***** TASK INPUTS *****

PR #9511, opened 2020-01-27
Catch data-service queries that failed and retry workflow in the next cycle

### LINKED ISSUE #9493: MS: Retry workflows with data lookup failures in MSTransferor
**Impact of the bug**
ReqMgr2MS MSTransferor

**Describe the bug**
While checking the ms-transferor logs, I noticed that there was a workflow that had a timeout failure while discovering blocks for a given dataset and list of runs, and still it went through the cycle, got a transfer document created in couchdb and advanced to the next status (staging).

**How to reproduce it**
Failed one of those data discoveries call in the Common module.

**Expected behavior**
Catch any exception (including those during the data discovery) and make sure that the corresponding workflow is removed from the cycle. That same workflow needs to be retried again in the next cycle of the service.

Here are some logs from ms-transferor-20200120.log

*****

Every line in the records above that contains the word "those" is to be copied out.

Failed one of those data discoveries call in the Common module.
Catch any exception (including those during the data discovery) and make sure that the corresponding workflow is removed from the cycle. That same workflow needs to be retried again in the next cycle of the service.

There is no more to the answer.